The U.S. Government, currently in a legal battle against Microsoft, wants the latter to turn over a customer's emails stored overseas that is suspected to be linked to a case of narco-trafficking. While the software editor denounces a flagrant infringement of privacy rights, the U.S. Government took refuge behind the argument that although the offending mail is located abroad, it is under the control of an American company and thus U.S. laws.
A victory for the United States Government could have serious repercussions for the Bitcoin industry where large amount of private keys (and thus of bitcoins) remain stored online, through hosted wallet providers.
For the U.S. government, the situation is quite simple: Microsoft is an American company, the place of storage of the data is therefore irrelevant. One point that refutes the company, saying instead that it makes all the difference. Indeed, the place of storage can have some importance, as highlighted by the FISA (Foreign Intelligence Surveillance Act), which allows to retrieve data pertaining to foreign users if it is stored in servers located physically within the American boundaries.

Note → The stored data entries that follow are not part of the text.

PR #4026, opened 2023-12-08
Mitigate breaking change of optional parameter change for ModelFactory

live1206:
Fixes https://github.com/Azure/autorest.csharp/issues/3596.

This PR introduces `SignatureType`, it holds three portions of code:
- current
- custom
- baseline contract

It provides 
- OverloadingMethods: for now represents the missing methods in baseline contract due to additional optional parameters in the new contract, this is causing breaking changes

This feature is only enabled for Mgmt.
- For DPG, there is no GA version yet, `ApiCompatVersion` is not set in .csproj
- For HLC, there are quite some hand-written/custom code, which is not supported by `TypeFactory.TryCreateType` since `CsharpType` does not represent them properly for now.


src/AutoRest.CSharp/Common/AutoRest/Plugins/CSharpGen.cs
```diff
@@ -54,6 +56,40 @@ public async Task<GeneratedCodeWorkspace> ExecuteAsync(CodeModel codeModel)
             return project;
         }
 
+        private async Task<CSharpCompilation?> LoadBaselineContract()
+        {
+            if (!Configuration.AzureArm)
```
ArcturusZhang, line 61: let us add a TODO item here since this is temporary.

src/AutoRest.CSharp/Common/AutoRest/Plugins/CSharpGen.cs
```diff
@@ -54,6 +56,40 @@ public async Task<GeneratedCodeWorkspace> ExecuteAsync(CodeModel codeModel)
             return project;
         }
 
+        private async Task<CSharpCompilation?> LoadBaselineContract()
```
ArcturusZhang, line 59: I think maybe we could put this method inside the `SourceInputModel` class so that we do not have to manually enable this for all targets (for instance we have to add a method call on those consuming tsp)

src/AutoRest.CSharp/Common/AutoRest/Plugins/GeneratedCodeWorkspace.cs
```diff
@@ -253,6 +253,18 @@ public static GeneratedCodeWorkspace CreateExistingCodeProject(string outputDire
             return new GeneratedCodeWorkspace(project);
         }
 
+        public static GeneratedCodeWorkspace CreatePreviousContractFromDll(string xmlDocumentationpath, string dllPath)
```
ArcturusZhang, line 256: It does not really make sense that we return `GeneratedCodeWorkspace` here, because we are reading the contract which is not generated (now) at all.
Considering the usage of this method in other places is always followed by `GetCompilationAsync`, how about we change this method to return a `Compilation` or a `CSharpCompilation` if you need something specified to this derived type?

src/AutoRest.CSharp/Common/Generation/Types/TypeFactory.cs
```diff
@@ -432,7 +433,10 @@ public bool TryCreateType(ITypeSymbol symbol, Func<System.Type, bool> validator,
 
             if (existingType != null && validator(existingType))
             {
-                var arguments = namedTypeSymbol.TypeArguments.Select(a => CreateType(a)).ToArray();
+                if (!TryPopulateArguments(namedTypeSymbol.TypeArguments, out var arguments))
```
ArcturusZhang, line 436: I believe the `validator` delegate should also pass through here.

src/AutoRest.CSharp/Common/Output/Models/MethodSignature.cs
```diff
@@ -3,22 +3,35 @@
...
 namespace AutoRest.CSharp.Output.Models
 {
     internal record MethodSignature(string Name, FormattableString? Summary, FormattableString? Description, MethodSignatureModifiers Modifiers, CSharpType? ReturnType, FormattableString? ReturnDescription, IReadOnlyList<Parameter> Parameters, IReadOnlyList<CSharpAttribute>? Attributes = null, IReadOnlyList<CSharpType>? GenericArguments = null, IReadOnlyDictionary<CSharpType, FormattableString>? GenericParameterConstraints = null, CSharpType? ExplicitInterface = null, string? NonDocumentComment = null)
         : MethodSignatureBase(Name, Summary, Description, NonDocumentComment, Modifiers, Parameters, Attributes ?? Array.Empty<CSharpAttribute>())
     {
+        public static IEqualityComparer<MethodSignature> ParameterAndReturnTypeEqualityComparer = new MethodSignatureParameterAndReturnTypeEqualityComparer();
+
         public MethodSignature WithAsync(bool isAsync) => isAsync ? MakeAsync() : MakeSync();
 
+        public MethodSignature DisableOptionalParameters()
```
ArcturusZhang, line 26: I think `WithAllParametersRequired` is a better name here

src/AutoRest.CSharp/Common/Output/Models/OverloadMethodSignature.cs
```diff
@@ -0,0 +1,27 @@
...
+
+        public OverloadMethodSignature(MethodSignature methodSignature, MethodSignature previousMethodSignature, IReadOnlyList<Parameter> missingParameters, FormattableString? description, bool isHiddenFromUser)
+        {
+            MethodSignature = methodSignature;
+            PreviousMethodSignature = previousMethodSignature;
+            MissingParameters = missingParameters;
+            Description = description;
+            IsHiddenFromUser = isHiddenFromUser;
+        }
+    }
```
ArcturusZhang, line 26: We could simply define a record for this

ArcturusZhang: and it would be better if we could have a `[DebuggerDisplay(...)]` attribute to customize the debugging output to show some useful information

src/AutoRest.CSharp/Common/Output/Models/Types/ModelFactoryTypeProvider.cs
```diff
@@ -29,26 +31,39 @@ internal sealed class ModelFactoryTypeProvider : TypeProvider
...
-        public IEnumerable<SerializableObjectType> Models { get; }
+        // This method should only be called from OutputMethods as intermediate state.
+        private IReadOnlyList<Method> ShouldNotBeUsedForOutput([CallerMemberName] string caller = "")
+        {
+            Debug.Assert(caller == nameof(OutputMethods) || caller == nameof(SignatureType), $"This method should not be used for output. Caller: {caller}");
+            return _methods ??= _models.Select(CreateMethod).ToList();
+        }
+
+        private IReadOnlyList<Method>? _outputMethods;
+        public IReadOnlyList<Method> OutputMethods
```
ArcturusZhang, line 45: Could we just use `Methods` as the name here? The `Methods` property on `TypeProvider` just means the methods a writer should write.
In the future we will have others such like `Properties`, `Constructors`, etc...

src/AutoRest.CSharp/Common/AutoRest/Plugins/CSharpGen.cs
live1206: Added a comment, not a TODO, think we are far away from enabling it for HLC.

src/AutoRest.CSharp/Common/AutoRest/Plugins/GeneratedCodeWorkspace.cs
live1206: Sounds good, we can just return `CSharpCompilation`.

src/AutoRest.CSharp/Common/Output/Models/MethodSignature.cs
live1206: sure

src/AutoRest.CSharp/Common/Output/Models/Types/ModelFactoryTypeProvider.cs
live1206: They are not the same thing.
`Methods` represents the methods generated at this run, it might contain duplicated methods from custom code.
`outputMethods` represents the final methods consumed by the writer, which filter out the existing methods from custom code.
There is a TODO to remove this intermediate result once we move this logic before constructing output types.

src/AutoRest.CSharp/Common/Output/Models/OverloadMethodSignature.cs
live1206: This can be a record, but I am not sure what should be set for `DebuggerDisplay`, it contains complex information of current generated method and previous GA contract method.

src/AutoRest.CSharp/Common/AutoRest/Plugins/CSharpGen.cs
live1206: Updated

src/AutoRest.CSharp/Common/Generation/Types/TypeFactory.cs
live1206: Not following here.

live1206: See what you mean now, passed along the validator

src/AutoRest.CSharp/Common/Output/Models/OverloadMethodSignature.cs
ArcturusZhang: Yeah it is a better to have.
If it is a class, when debugging, the debugger only shows the type name of this instance, which literally contains no information at all.
If we change this to a record, it will have a default `ToString` implementation to contain all its properties, which is better when debugging but it is usually too much.
Therefore I suggest we add a DebuggerDisplay to only show those information we find useful to show.
For instance. we could have:
OverloadMethodSignature({MethodName}, Missing: {MissingParameters})

src/AutoRest.CSharp/Common/Output/Models/Types/ModelFactoryTypeProvider.cs
ArcturusZhang: I am saying the same thing - we could keep the most frequently used property to a simpler name (such as `Methods`), and for the "methods generated at this run", we could name it as `GeneratedMethods`. The writer should not use this.

Ultimately, our writer should looks like this:
```
public void Write()
{
foreach (var method in Methods)
{
// write the method
}

foreach (var property in Property)
{
// write the property
}
}
```
It does not change the concept if we name them as `OutputMethods` and `OutputProperties`, just make it simpler.

src/AutoRest.CSharp/Common/AutoRest/Plugins/GeneratedCodeWorkspace.cs
```diff
@@ -253,6 +253,18 @@ public static GeneratedCodeWorkspace CreateExistingCodeProject(string outputDire
...
+        public static async Task<CSharpCompilation> CreatePreviousContractFromDll(string xmlDocumentationpath, string dllPath)
+        {
+            var workspace = new AdhocWorkspace();
+            Project project = workspace.AddProject("PreviousContract", LanguageNames.CSharp);
+            project = project
+                .AddMetadataReferences(AssemblyMetadataReferences)
+                .WithCompilationOptions(new CSharpCompilationOptions(
+                    OutputKind.DynamicallyLinkedLibrary, nullableContextOptions: NullableContextOptions.Disable));
+            project = project.AddMetadataReference(MetadataReference.CreateFromFile(dllPath, documentation: XmlDocumentationProvider.CreateFromFile(xmlDocumentationpath)));
+            return await (new GeneratedCodeWorkspace(project)).GetCompilationAsync();
```
ArcturusZhang, line 265: we do not need to call `new GeneratedCodeWorkspace` here, actually the `GetCompilationAsync` just calls the `GetCompilationAsync` method on the project, therefore we could just do:
```suggestion
            return await project.GetCompilationAsync();
```
And do we really need properties only on `CSharpCompilation` instead of `Compilation`? Usually `Compilation` just works.

src/AutoRest.CSharp/Common/Input/Source/SourceInputModel.cs
```diff
@@ -127,5 +137,40 @@ private bool TryGetName(ISymbol symbol, [NotNullWhen(true)] out string? name)
 
             return name != null;
         }
+
+        private async Task<CSharpCompilation?> LoadBaselineContract()
```
ArcturusZhang, line 141: since the type that is accepting the return value of this method has the type of `Compilation`, we do not really need to make the return type `CSharpCompilation` 
(ref https://github.com/Azure/autorest.csharp/pull/4026/files#r1423306866)

src/AutoRest.CSharp/Common/AutoRest/Plugins/GeneratedCodeWorkspace.cs
live1206: Right

src/AutoRest.CSharp/Common/Output/Models/Types/ModelFactoryTypeProvider.cs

However, Washington has also recalled that the mandate must be applied by Microsoft because Cloud computing (and therefore Microsoft online mailling platform, Outlook) is not covered by the fourth amendment of the Constitution related to the protection against searches and non-motivated seizures.
Nevertheless, U.S. Justice has validated the arguments of the American executives twice this summer, July 31 and August 29, after a first trial in May. It wondered today on ways to compel the multinational to execute its decision. The contempt order is an option. Microsoft, who wishes to use the judicial process, could drag on. A bitter battle with global repercussions is profiled with the next deadline decided by judge Loretta Preska on September 5 to comply with the decision.
A Threat to Bitcoin?
In the name of anti-terrorism and the fight against crime, the American federal government considers legitimate to gain access to data stored on the servers of global data center operators, nevertheless of the location, if the business is active or incorporated in the United States. "It's a control issue, not a matter of information location" said the late July judge Preska of the Federal Court for the Southern District of New York.
While many Bitcoin hosted wallets and bitcoin exchanges continue to store wallets' private keys on their servers in order to automate the transfers of their clients funds through hot wallets, such government rights could significantly threaten the funds their customers: The private keys (and therefore, the entire property of one's wallet) could be seized, as seen during Silk Road's case. The difference being that American justice can now act regardless of the location of servers or of the company which owns them, in the world.
It could be even tempted to consult all the information about a Bitcoin Business’ customer (which, for example, has submitted identity information (Also known as KYC) to the platform), for judicial purposes, and why not in a near future, for tax investigations?
This problem is not without recalling one posed by Ben Lawksy’s Bitlicense, which section 200.15.g.2 recommends:
Enhanced due diligence for accounts involving foreign entities. Licensees that maintain accounts for non-U.S. Persons and non-U.S. Licensees must establish enhanced due diligence policies, procedures [...]
Many bitcoins figures rose up against the various proposals of this license, like Eric Vorhhes, author of a virulent article against the Bitlicense, or Anti Money Laundering specialist Sian Jones, who indicated:
The [BitLicense] regulations will apply not only to virtual currency businesses in New York State but also to anyone anywhere in the world engaged in virtual currency business activity involving New York or involving someone who resides in New York or is located there or has a place of business or is conducting business there regardless of where she or he is at the time. And that doesn't just mean clients. It applies equally to payees, recipients and counterparties. Even if a virtual currency business outside New York decides not to do business involving New York or with New Yorkers, it will nevertheless need to know the identity of all parties to a transaction in order to be aware of any New York connection.
Fortunately, It seems that Microsoft knows a similar support from peers in the computer industry: other companies, including AT&T, Apple, Cisco and Verizon support Microsoft's case, concerned that customers will no longer trust them.
The German government, for example, is reported to have told Microsoft that it won’t use data storage from US companies unless this kind of ruling is overturned. Microsoft explained in June :
In some instances, potential customers have decided not to purchase services from Microsoft and have opted to instead for a provider based outside the United States that is perceived as being not subject to US jurisdiction
If this trend continues, the US technology sector’s business model of providing ‘cloud’ internet-based services to enterprises, governments, and educational institutions worldwide will be substantially undermined.
Identical threats would be likely to weigh on Bitcoin industry, when we know that privacy concerns are crucial for the average Bitcoin user, a 32.1-year-old libertarian male according to a research conducted by a Bitcoiner.
Let us hope that the extended Bitlicense comment period will give Ben Lawsky the opportunity to rewrite a proposal more appropriate to the reality of the market, and its users.